Calibration sampling, model tuning, and PLS regression

Perform calibration sampling and use selected calibration set for model tuning

fit_pls(
  spec_chem,
  response,
  variable = NULL,
  center = TRUE,
  scale = TRUE,
  evaluation_method = "test_set",
  validation = TRUE,
  split_method = "ken_stone",
  ratio_val = 1/3,
  ken_sto_pc = 2,
  pc,
  invert = TRUE,
  tuning_method = "resampling",
  resampling_method = "kfold_cv",
  cv = NULL,
  resampling_seed = 123,
  pls_ncomp_max = 20,
  ncomp_fixed = 5,
  print = TRUE,
  env = parent.frame()
)

pls_ken_stone(
  spec_chem,
  response,
  variable = NULL,
  center = TRUE,
  scale = TRUE,
  evaluation_method = "test_set",
  validation = TRUE,
  split_method = "ken_stone",
  ratio_val = 1/3,
  ken_sto_pc = 2,
  pc,
  invert = TRUE,
  tuning_method = "resampling",
  resampling_method = "kfold_cv",
  cv = NULL,
  resampling_seed = 123,
  pls_ncomp_max = 20,
  ncomp_fixed = 5,
  print = TRUE,
  env = parent.frame()
)

Arguments

spec_chem: Tibble that contains spectra, metadata and chemical reference as list-columns.

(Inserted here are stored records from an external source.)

PR #3657, opened 2026-04-30
feat(addie): voice rule + prod shape eval scripts + code-block grader fix

bokelley:
## Summary

Three threads in one PR, anchored on the prod shape data we pulled today (N=100 random sample, **64% any-shape-violation, 57% length_cap**):

1. **Voice rule in identity.md** — captures Brian's framing: "shortest answer with the most information, but explain in depth where it helps." Length is fitness-for-purpose, not a virtue in either direction. The Voice section says explicitly that explainers go long without apology; sharp questions get sharp answers.

2. **response-style.md aligned to the Voice rule.** Explainer questions get their own row in the word-count table (200–500w normal, longer fine when depth is the point). Sharp transactional questions keep the tight cap. The "What is X is a paragraph" rule that contradicted the policy is removed.

3. **Code-block content excluded from response word count** in the shape grader. The "draw a mermaid diagram of X" worst-offender from the prod sample (315w, 2.63x over) was almost entirely fenced code — counting it as words was a grader bug, not an Addie problem. Inline backticks stay counted.

4. **Two manual eval scripts** for inspecting prod shape behavior. Both auth via \`ADMIN_API_KEY\` (same as redteam-runner), not in CI.

## Prod measurement that drove the changes

\`shape-eval-prod-sample.ts\` — uniform random sample of (user → assistant) pairs (one per thread for independence). N=100 baseline today:

| metric | value |
|---|---|
| median ratio to cap | 1.07 |
| P90 ratio | 2.18x |
| length_cap fires | 60/100 (60%) |
| comprehensive_dump | 11/100 (11%) |
| default_template | 7/100 (7%) |
| signin_opener | 6/100 (6%) |
| any violation | 66/100 (66%) |

Worst offenders cluster on **explainer questions**: "How is agentic advertising different from programmatic" (12w → 422w, 3.52x over), "What is AdCP and how does it work?" (8w → 308w, 2.57x over). The Voice rule and response-style realignment explicitly allow these — they're the cases where depth is the point.

\`shadow-eval-prod-summary.ts\` — separate utility for pulling the corrected-capture and suppression-flow corpora when those start producing data.

## Test plan
- [x] 137 addie unit tests passing (3 new tests cover code-block exclusion)
- [x] \`npx tsc --noEmit\` clean
- [x] \`shape-eval-prod-sample.ts\` runs against prod with the env-var key
- [ ] Visual: spot-check a thread where the response is a code-heavy answer; confirm \`shadow_eval_shape\` no longer flags it as length_cap
- [ ] After deploy, re-run \`shape-eval-prod-sample.ts\` and watch length_cap rate over the next ~24h to see if the Voice rule moves the needle on shorter, sharper non-explainer responses

### DIFF
--- a/.changeset/addie-voice-rule-and-prod-shape-eval.md
+++ b/.changeset/addie-voice-rule-and-prod-shape-eval.md
@@ -1,0 +1,31 @@
+---
+---
+
+Calibrate Addie's response shape based on prod-corpus measurement:
+
+- **Voice section in identity.md**: shortest answer with the most information,
+  but explainers ("what is X?", "how is X different from Y?", architectural
+  walkthroughs) go long without apology. Length is fitness-for-purpose, not
+  a virtue in either direction.
+- **response-style.md aligned to the Voice rule**: explainer questions get
+  their own row in the word-count table (200–500 words is normal, longer
+  fine when depth is the point). Sharp transactional questions still get
+  the tight cap. The "What is X is a paragraph" rule that contradicted the
+  policy is removed.
+- **Code-block content excluded from response word count** in the shape
+  grader. A "draw a mermaid diagram of X" question legitimately produces a
+  long fenced code block; counting code as words tripped length_cap blow-out
+  when no actual prose was verbose. Inline backtick code stays counted.
+- **Two new manual eval scripts** for inspecting prod shape behavior:
+  - `shadow-eval-prod-summary.ts` — pulls flagged threads via the admin
+    API, filters to `shadow_eval_status='complete'`, prints source split,
+    knowledge-gap rate, shape-violation buckets, word/ratio distributions.
+  - `shape-eval-prod-sample.ts` — uniform random sample of (user → assistant)
+    pairs from recent threads (one per thread for independence). Runs the
+    shape grader locally, prints prevalence rates that ARE meaningful as
+    global rates (unlike the human-intervened corpora). N=100 baseline:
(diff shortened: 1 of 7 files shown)


bokelley:
Prompt-engineer review pass addressed in 18f300b89:

**Voice rule tightenings**
- Reframed "go long without apology" so depth is a *consequence of fitness*, not a *license attached to a pattern*. The trigger is now "whether the caller's understanding requires the depth," with explainer examples as illustrations rather than rules.
- Added explicit precedence: "When this Voice section conflicts with shape, length, or follow-up rules elsewhere in the prompt, this section wins." Gives Sonnet a clear tiebreaker against the closing-question patterns in behaviors.md that the Voice rule otherwise doesn't claim authority over.
- Added the transactional-phrased-like-explainer counter-example ("what is the cost?", "how is Builder different from Professional for billing?") inside the Voice section so the carve-out is co-located with the rule.

**response-style.md cleanup**
- Dropped duplicate "without apology" phrasing.
- One-line pointer at the file end: "Length authority: identity.md Voice section. These are shape rules." Single source of truth on length, no restated content.

**Known follow-up filed**: #3660 — the shape grader still applies the uniform cap to explainer questions, which means policy-allowed verbosity gets flagged length_cap. Not blocking this merge; the prompt-engineer noted the eval needs the explainer carve-out to align with the policy.

137 addie unit tests still passing. CI green. Ready to admin-merge.

PR #3679, opened 2026-04-30
fix(addie): align is_member/is_paying_member with canonical MEMBER_FILTER

### LINKED ISSUE #3677: Standardize is_paying_member predicate in relationship-context.ts on canonical MEMBER_FILTER
## Why

`server/src/addie/services/relationship-context.ts` derives "paying member" status in two places:

- `loadCompanyInfo` (the existing `profile.company.is_member` field): `r.subscription_status === 'active'`
- `loadOrgMemberships` (new in #3582 PR3): `r.subscription_status === 'active'`

Both diverge from the project canonical predicate at `server/src/db/org-filters.ts:26` (`MEMBER_FILTER`), which is `subscription_status='active' AND subscription_canceled_at IS NULL`. A canceled-but-still-in-period subscription will read as "paying" here but won't pass any other AAO membership gate.

## Fix

Update both call sites in `relationship-context.ts` to use the canonical predicate:

```ts
const isPaying = r.subscription_status === 'active' && r.subscription_canceled_at === null;
```

`loadOrgMemberships` already pulls `subscription_status` via the JOIN — extend the SELECT to include `subscription_canceled_at`. `loadCompanyInfo` does the same thing for the company shape.

Better yet: extract a `isPayingMembership(row)` helper in `org-filters.ts` next to `MEMBER_FILTER` and call it from both loaders.

## Acceptance

- Both derivations use the canonical predicate
- A canceled-but-still-in-period org reads as `is_member: false` / `is_paying_member: false`
- One shared helper, no inline definitions in the consolidator

## Context

Surfaced in code review of PR #3678 (org_memberships in memory). Pre-existing inconsistency; safe to defer.

bokelley:
Closes #3677

Both `loadCompanyInfo` and `loadOrgMemberships` in `relationship-context.ts` derived "paying member" status using only `subscription_status === 'active'`, missing the `subscription_canceled_at IS NULL` guard that `MEMBER_FILTER` and every other membership gate in the system requires. A canceled-but-still-in-billing-period org was shown as a paying member in Addie's prompt context, causing misdiagnosis in outreach decisions and renewal nudge suppression.

**Non-breaking justification:** Server-side data correctness fix only. No public API, schema, or wire format changes. `is_member`/`is_paying_member` are internal Addie context fields used only in prompt injection and the `get_person_memory` tool — tightening the predicate corrects the data Addie reasons over; it doesn't change any interface shape or gate a downstream consumer relies on.

**Changes:**
- `org-filters.ts`: exports `isPayingMembership(row)` — the TypeScript mirror of `MEMBER_FILTER`, co-located with the SQL constant it mirrors
- `relationship-context.ts`: all three derivation sites (`loadCompanyInfo` × 2, `loadOrgMemberships`) now fetch `subscription_canceled_at`, declare it in the query type literal, and call `isPayingMembership()` instead of the inline single-condition check
- `org-filters-membership.test.ts`: 4 unit tests covering the active/non-canceled (true), canceled-but-active (false), null status (false), and non-active status (false) cases

**Known follow-up (not in scope here):** `server/src/addie/services/journey-computation.ts:97` has the same class of bug (`has_subscription: row.subscription_status === 'active'` without the `subscription_canceled_at` guard). Filed separately or can be folded into a follow-up.

**Pre-PR review:**
- code-reviewer: approved — all three SELECT queries and type literals updated, helper location correct, unit test covers the critical canceled-but-active case; one nit on `!x` vs `=== null` consistency noted
- adtech-product-expert: approved — aligning with `MEMBER_FILTER` is correct; no product reason to keep the looser predicate; access-during-billing-period is an entitlement-layer concern, not a membership-truth concern

> issue). To unblock:
>
>   fix → push.
>   issue.
>
> for context.

Session: https://claude.ai/code/session_019ZtN7LqoFkcUTGGB9HEFPS

---
_Generated by [Claude Code](https://claude.ai/code/session_019ZtN7LqoFkcUTGGB9HEFPS)_

### DIFF
--- a/.changeset/fix-canonical-member-predicate.md
+++ b/.changeset/fix-canonical-member-predicate.md
@@ -1,0 +1,6 @@
+---
+---
+
+fix(addie): align is_member/is_paying_member predicates in relationship-context.ts with canonical MEMBER_FILTER
+
+A canceled-but-still-in-period subscription was read as paying in Addie's context. Both loadCompanyInfo and loadOrgMemberships now fetch subscription_canceled_at and delegate to a shared isPayingMembership() helper in org-filters.ts, matching every other membership gate in the system.
--- a/server/src/addie/services/relationship-context.ts
+++ b/server/src/addie/services/relationship-context.ts
@@ -4,6 +4,7 @@ import { getMemberCapabilities, hasRelevantUpcomingEvents } from '../../db/outbo
 import * as certDb from '../../db/certification-db.js';
 import { computeUserTier, type TierName } from '../../services/user-journey.js';
 import { createLogger } from '../../logger.js';
+import { isPayingMembership } from '../../db/org-filters.js';
 
 const logger = createLogger('relationship-context');
 import type { PersonRelationship } from '../../db/relationship-db.js';
@@ -258,9 +259,10 @@ async function loadCompanyInfo(
       company_types: string[];
       persona: string | null;
       subscription_status: string | null;
+      subscription_canceled_at: Date | null;
       prospect_owner: string | null;
     }>(
-      `SELECT o.name, o.company_types, o.persona, o.subscription_status, o.prospect_owner
+      `SELECT o.name, o.company_types, o.persona, o.subscription_status, o.subscription_canceled_at, o.prospect_owner
        FROM organizations o
        JOIN organization_memberships om ON om.workos_organization_id = o.workos_organization_id
        WHERE om.workos_user_id = $1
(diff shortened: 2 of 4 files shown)


bokelley:
Closing — fix already landed on main. `server/src/addie/services/relationship-context.ts` already imports `isPayingMembership` from `db/org-filters.js` and uses it in `loadCompanyInfo`, `loadOrgMemberships`, and `loadAccountInfo` — the canonical predicate (`subscription_status='active'` + `subscription_canceled_at IS NULL`) is in place.

Confirmed via `git show origin/main:server/src/addie/services/relationship-context.ts | grep isPayingMembership` — three call sites all use the canonical helper. No-op rebase.

— Triage 2026-05-13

The tibble to be supplied to spec_chem can be generated by the join_chem_spc() function
response: Response variable as symbol or name (without quotes, no character string). The provided response symbol needs to be a column name in the spec_chem tibble.
variable: Depreciated and replaced by response
center: Logical whether to perform mean centering of each spectrum column (e.g. wavenumber or wavelength) after common spectrum preprocessing. Default is center = TRUE
scale: Logical whether to perform standard deviation scaling of each spectrum column (e.g. wavenumber or wavelength) after common spectrum preprocessing. Default is scale = TRUE
evaluation_method: Character string stating evaluation method. Either "test_set" (default) or "resampling". "test_set" will split the data into a calibration (training) and validation (test) set, and evaluate the final model by predicting on the validation set. If "resampling", the finally selected model will be evaluated based on the cross-validation hold-out predictions.
validation: Depreciated and replaced by evaluation_method. Default is TRUE.
split_method: Method how to to split the data into a independent test set. Default is "ken_sto", which will select samples for calibration based on Kennard-Stone sampling algorithm of preprocessed spectra. The proportion of validation to the total number of samples can be specified in the argument ratio_val. split_method = "random" will create a single random split.
ratio_val: Ratio of validation (test) samples to total number of samples (calibration (training) and validation (test)).
ken_sto_pc: Number of component used for calculating mahalanobsis distance on PCA scores for computing Kennard-Stone algorithm. Default is ken_sto_pc = 2, which will use the first two PCA components.
pc: Depreciated; renamed argument is ken_sto_pc.
invert: Logical
tuning_method: Character specifying tuning method. Tuning method affects how caret selects a final tuning value set from a list of candidate values. Possible values are "resampling", which will use a specified resampling method such as repeated k-fold cross-validation (see argument resampling_method) and the generated performance profile based on the hold-out predictions to decide on the final tuning values that lead to optimal model performance. The value "none" will force caret to compute a final model for a predefined canditate PLS tuning parameter number of PLS components. In this case, the value supplied by ncomp_fixed` is used to set model complexity at a fixed number of components.
resampling_method: Character specifying resampling method. Currently, "kfold_cv" (default, performs 10-fold cross-validation), "rep_kfold_cv" (performs 5-times repeated 10-fold cross-validation), "loocv" (performs leave-one-out cross-validation), and "none" (if resampling_method = "none") are supported.
cv: Depreciated. Use resampling_method instead.
resampling_seed: Random seed (integer) that will be used for generating resampling indices, which will be supplied to caret::trainControl. This makes sure that modeling results are constant when re-fitting. Default is resampling_seed = 123.
pls_ncomp_max: Maximum number of PLS components that are evaluated by caret::train. Caret will aggregate a performance profile using resampling for an integer sequence from 1 to pls_ncomp_max
ncomp_fixed: Integer of fixed number of PLS components. Will only be used when tuning_method = "none" and resampling_method = "none" are used.
print: Logical expression whether model evaluation graphs shall be printed
env: Environment where function is evaluated. Default is parent.frame.